__Task__. What lines of the data below include the word "KeyError"? Report them by copying each.

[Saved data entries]
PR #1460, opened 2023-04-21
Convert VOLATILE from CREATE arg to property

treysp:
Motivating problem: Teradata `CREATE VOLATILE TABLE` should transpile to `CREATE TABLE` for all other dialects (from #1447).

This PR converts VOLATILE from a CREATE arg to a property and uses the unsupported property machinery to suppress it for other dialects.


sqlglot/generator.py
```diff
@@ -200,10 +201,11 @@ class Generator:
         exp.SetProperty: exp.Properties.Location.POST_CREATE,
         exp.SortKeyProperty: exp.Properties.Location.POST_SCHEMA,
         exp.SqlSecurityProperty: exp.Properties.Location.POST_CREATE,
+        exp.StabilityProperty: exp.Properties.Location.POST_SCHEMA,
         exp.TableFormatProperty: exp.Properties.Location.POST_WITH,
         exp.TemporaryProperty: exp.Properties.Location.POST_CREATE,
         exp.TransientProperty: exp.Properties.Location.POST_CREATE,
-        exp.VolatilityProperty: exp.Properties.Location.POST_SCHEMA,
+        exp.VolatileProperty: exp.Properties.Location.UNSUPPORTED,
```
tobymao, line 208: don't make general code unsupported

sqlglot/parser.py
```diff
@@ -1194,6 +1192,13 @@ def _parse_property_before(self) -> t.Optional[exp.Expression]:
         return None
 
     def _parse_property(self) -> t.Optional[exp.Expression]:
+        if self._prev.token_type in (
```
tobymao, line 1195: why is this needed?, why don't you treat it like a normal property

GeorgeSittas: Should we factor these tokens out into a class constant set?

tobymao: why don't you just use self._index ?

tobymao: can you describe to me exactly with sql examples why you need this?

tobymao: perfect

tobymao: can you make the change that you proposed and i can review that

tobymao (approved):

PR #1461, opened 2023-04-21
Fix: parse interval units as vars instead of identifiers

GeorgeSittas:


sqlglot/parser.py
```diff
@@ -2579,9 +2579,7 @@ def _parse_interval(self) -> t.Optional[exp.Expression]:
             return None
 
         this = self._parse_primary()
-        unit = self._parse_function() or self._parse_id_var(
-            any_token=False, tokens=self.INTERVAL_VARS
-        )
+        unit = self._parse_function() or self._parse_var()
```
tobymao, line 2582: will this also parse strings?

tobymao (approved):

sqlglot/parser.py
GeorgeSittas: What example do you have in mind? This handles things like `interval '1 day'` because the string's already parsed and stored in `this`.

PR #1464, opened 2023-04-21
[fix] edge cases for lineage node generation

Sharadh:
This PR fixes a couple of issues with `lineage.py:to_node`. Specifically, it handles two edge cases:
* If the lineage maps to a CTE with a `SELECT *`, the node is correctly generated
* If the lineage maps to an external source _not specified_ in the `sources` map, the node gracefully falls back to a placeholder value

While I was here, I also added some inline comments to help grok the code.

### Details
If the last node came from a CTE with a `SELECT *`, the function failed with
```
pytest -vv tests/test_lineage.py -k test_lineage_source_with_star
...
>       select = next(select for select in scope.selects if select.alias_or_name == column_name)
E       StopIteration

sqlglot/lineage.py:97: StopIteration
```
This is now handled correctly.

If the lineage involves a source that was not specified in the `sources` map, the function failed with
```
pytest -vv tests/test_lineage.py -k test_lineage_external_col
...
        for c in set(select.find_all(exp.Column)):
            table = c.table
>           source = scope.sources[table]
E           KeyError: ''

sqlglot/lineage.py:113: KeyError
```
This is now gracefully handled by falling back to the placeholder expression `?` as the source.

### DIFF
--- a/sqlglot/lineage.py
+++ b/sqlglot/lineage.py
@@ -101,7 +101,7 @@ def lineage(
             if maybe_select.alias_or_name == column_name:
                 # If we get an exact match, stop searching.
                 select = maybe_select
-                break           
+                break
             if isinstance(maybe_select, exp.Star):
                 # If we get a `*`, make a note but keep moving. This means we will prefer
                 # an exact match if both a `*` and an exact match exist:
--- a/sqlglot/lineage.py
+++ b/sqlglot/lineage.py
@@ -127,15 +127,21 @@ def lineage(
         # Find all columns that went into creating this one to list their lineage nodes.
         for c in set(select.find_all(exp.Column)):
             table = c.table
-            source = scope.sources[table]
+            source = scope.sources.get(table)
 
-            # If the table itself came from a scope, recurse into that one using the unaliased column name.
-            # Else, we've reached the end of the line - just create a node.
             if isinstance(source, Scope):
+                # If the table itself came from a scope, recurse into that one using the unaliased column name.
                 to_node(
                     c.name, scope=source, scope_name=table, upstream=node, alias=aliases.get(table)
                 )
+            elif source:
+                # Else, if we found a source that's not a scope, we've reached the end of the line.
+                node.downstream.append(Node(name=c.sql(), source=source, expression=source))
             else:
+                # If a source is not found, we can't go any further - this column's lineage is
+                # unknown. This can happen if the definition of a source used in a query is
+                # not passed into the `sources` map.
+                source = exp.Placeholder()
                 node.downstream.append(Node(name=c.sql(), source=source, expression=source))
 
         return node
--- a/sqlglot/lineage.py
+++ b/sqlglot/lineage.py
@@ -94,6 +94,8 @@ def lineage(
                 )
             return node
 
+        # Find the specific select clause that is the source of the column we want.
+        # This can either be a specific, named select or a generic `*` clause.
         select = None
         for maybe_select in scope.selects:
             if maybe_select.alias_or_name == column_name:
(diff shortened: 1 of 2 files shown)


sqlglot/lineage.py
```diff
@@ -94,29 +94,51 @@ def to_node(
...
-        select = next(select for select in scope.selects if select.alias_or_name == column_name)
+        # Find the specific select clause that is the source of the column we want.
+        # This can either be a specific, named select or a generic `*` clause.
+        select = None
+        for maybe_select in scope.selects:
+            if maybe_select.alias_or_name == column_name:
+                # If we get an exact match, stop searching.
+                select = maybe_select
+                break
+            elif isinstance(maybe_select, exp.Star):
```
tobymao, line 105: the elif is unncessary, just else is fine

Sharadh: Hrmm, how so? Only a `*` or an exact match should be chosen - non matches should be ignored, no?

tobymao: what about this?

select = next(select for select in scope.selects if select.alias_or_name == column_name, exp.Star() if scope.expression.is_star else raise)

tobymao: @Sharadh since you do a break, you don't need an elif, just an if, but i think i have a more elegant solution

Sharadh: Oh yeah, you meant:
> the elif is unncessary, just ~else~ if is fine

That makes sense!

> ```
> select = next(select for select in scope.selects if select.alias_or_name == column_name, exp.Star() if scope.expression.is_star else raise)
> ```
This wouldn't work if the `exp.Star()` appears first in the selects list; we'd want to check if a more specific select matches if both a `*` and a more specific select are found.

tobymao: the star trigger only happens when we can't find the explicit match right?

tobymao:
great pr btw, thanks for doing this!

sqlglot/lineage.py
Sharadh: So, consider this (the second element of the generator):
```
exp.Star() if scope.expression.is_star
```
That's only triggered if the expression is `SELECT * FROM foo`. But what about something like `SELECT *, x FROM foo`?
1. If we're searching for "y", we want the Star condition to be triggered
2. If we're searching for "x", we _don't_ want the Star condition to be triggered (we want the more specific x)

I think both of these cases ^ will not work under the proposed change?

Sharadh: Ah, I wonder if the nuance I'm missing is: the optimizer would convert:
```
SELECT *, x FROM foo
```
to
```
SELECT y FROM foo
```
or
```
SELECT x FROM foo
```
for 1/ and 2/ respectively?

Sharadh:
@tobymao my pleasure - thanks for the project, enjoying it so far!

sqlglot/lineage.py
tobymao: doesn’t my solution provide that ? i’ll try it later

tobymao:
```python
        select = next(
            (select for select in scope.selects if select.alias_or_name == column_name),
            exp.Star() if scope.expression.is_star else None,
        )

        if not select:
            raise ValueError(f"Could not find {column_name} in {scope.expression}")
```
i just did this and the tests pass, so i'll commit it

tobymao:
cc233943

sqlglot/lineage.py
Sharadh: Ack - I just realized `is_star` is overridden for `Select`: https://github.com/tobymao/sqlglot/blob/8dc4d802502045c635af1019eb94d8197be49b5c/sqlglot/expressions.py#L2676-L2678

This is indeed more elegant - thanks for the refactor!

__Response to the exercise__.
E           KeyError: ''
sqlglot/lineage.py:113: KeyError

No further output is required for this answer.